Bu hafta kadınlar için üretilen çamaşırların sağlığımız üzerindeki etkisini yazacaktım, bir işçi eylemi rotamı değiştirdi. Ekonomiden başka bir şey konuşamadığımız bu dönemde zaten farklı bir alanda mücadele veriyor olmak benim için çoğu zaman soru işareti. Bunca yakıcı sorun varken ben neyin mücadelesini veriyorum?…

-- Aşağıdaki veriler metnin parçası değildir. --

PR #59, opened 2019-06-25
APIS-2816 - Adding a String to Int operation to jstransform

adilbozai1995:


paas-api-pr-manager:

* [APIS-2816](https://jira.gannett.com/browse/APIS-2816): Add a String to Int operation to jstransform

İşçi eylemleri bütün toplum için önemlidir, bir ülkede emekçilerin ücretlerini belirleyen örgütlü işçi sınıfının eylemleridir. Baskı ve sindirme politikaları sonucu bugün sendikalı işçi sayısı sadece 2,5 milyon, toplam işçi sayısı ise 16 milyon. Aileleriyle birlikte düşünüldüğünde toplumun ayrımcılığa uğrayan en büyük kesimi.
İşçi sınıfı bugün asgari ücretle hayatta kalmaya çalışıyor. Açıklanan açlık sınırı 15 bin lira, asgari ücret 17 bin. Emeğiyle geçinen herkesin yaşam standardı giderek düşüyor. Her gün yeni bir şeylerden vazgeçiyoruz. Çayın, simidin fiyatını soruyoruz. Buzdolabını, market poşetini dolduramıyoruz. Reyonlarının önünde durup rakamları algılamaya çalışıyoruz. Her alışverişte bir şeyi almaktan vazgeçiyoruz. Algılayamadığımız rakamları sorgulamadan ödemek zorunda kalıyoruz. Bir değer ölçümüz kalmadı.

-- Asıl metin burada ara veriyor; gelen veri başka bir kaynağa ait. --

PR #93, opened 2020-04-13
Add option to generate descriptions as comments

tkuhlman:


generate/generate.go
```diff
@@ -108,7 +111,7 @@ func BuildStructsWithArgs(args BuildArgs) error {
 		}
 		embeds = append(embeds, name)
 
-		path, err := buildStructFile(args.SchemaPath, allOfPath, name, packageName, nil, args.OutputDir, args.FieldNameMap)
+		path, err := buildStructFile(allOfPath, name, packageName, nil, args)
```
ahornerr, line 114: :+1:

generate/struct.go
```diff
@@ -26,18 +26,26 @@ type extractedField struct {
...
+func (ef *extractedField) write(w io.Writer, prefix string, required, descriptionAsStructTag bool) error {
 	var omitempty string
 	if !required {
 		omitempty = ",omitempty"
 	}
 	jsonTag := fmt.Sprintf(`json:"%s%s"`, ef.jsonName, omitempty)
 	var description string
-	if ef.description != "" {
+	if descriptionAsStructTag && ef.description != "" {
 		description = fmt.Sprintf(`description:"%s"`, strings.Split(ef.description, "\n")[0])
```
ahornerr, line 37: I know this is existing code but is there any value to not splitting the description on a newline? Seems strange to me that if there's any newlines at all the rest will be omitted

generate/struct_test.go
```diff
@@ -173,17 +173,29 @@ func TestExtractedField_Write(t *testing.T) {
...
 	}{
 		{
 			description: "Write scalr with no prefix",
 			ef:          &extractedField{name: "Field", jsonName: "field", jsonType: "number"},
 			want:        "Field\tfloat64\t`json:\"field,omitempty\"`\n",
 		},
+		{
+			description: "Write scalr with descrition as comment",
+			ef:          &extractedField{name: "Field", jsonName: "field", jsonType: "number", description: "I expect a better description"},
+			want:        "// I expect a better description\nField\tfloat64\t`json:\"field,omitempty\"`\n",
```
ahornerr, line 191: :joy:

generate/struct.go
tkuhlman: It is strange, it took me a couple of tries to get the test files right because of this. If you have a newline in the description it will mess up the go struct that is built so they need to be stripped. I'm guessing when it was first implemented rather than just replacing them with spaces and making a huge description it was considered better to just get the first line. I didn't fix it because I didn't want to change any existing behavior (or really I didn't want to update the test data :)

ahornerr: :joy: Yeah I figured it would break the struct tags but I would much prefer we replace newlines with spaces. I haven't looked into it but how many test files would actually need updating? I don't think we really use that many newlines in descriptions in our actual schema definitions (not test files)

ŞİŞLİ BELEDİYESİ ÇALIŞANLARI EYLEMDE
Tam da bu sebeplerden Şişli Belediyesi çalışanları eylemde. Gücünün ve dayanışmanın da farkında olarak. Genel-İş 3 No’lu Şube Başkanı Zeynel Yiğit’e göre en önemli sorunlar; çıkarılan yasa ve KHK’larla kadro tanımlamalarının belirsizleşmesi, sosyal hakların tırpanlanması, hepsinden önemlisi açlık sınırındaki ücretler. 16 yıllık bir belediye çalışanının aldığı aylık asgari ücret. İşe yeni giren bir işçide aynı ücreti alıyor. Aşırı zamlar ve asgari ücretteki artış TİS ‘le kazanılmış hakları ortadan kaldırmış.
Belediyeler TİS döneminde bütçe giderlerinde en büyük kalemin işçi ücretleri olmasından şikayetçi olurlar. İşleri sadece hizmet üretmek olan belediyenin, hizmeti gerçekleştirenin ücretinden şikâyet etmesi anlaşılır bir durum değil. Tabi ki belediye yönetimleri, işçi ücret kaleminin büyüklüğünden şikâyet ederken seçim sonrası doldurulan yandaşların kalemi nasıl büyüttüklerinden bahsetmezler. İşçilerde bahsedemez çünkü işe alım süreçlerinde hiçbir yetkileri yoktur. Ama yandaş personel bütçede hem gider kalemini büyüterek hem de çalışma ortamında işten doğan sorumluluklarını yerine getirmeyerek vasıflı ve örgütlü işçilerin karşısında durur.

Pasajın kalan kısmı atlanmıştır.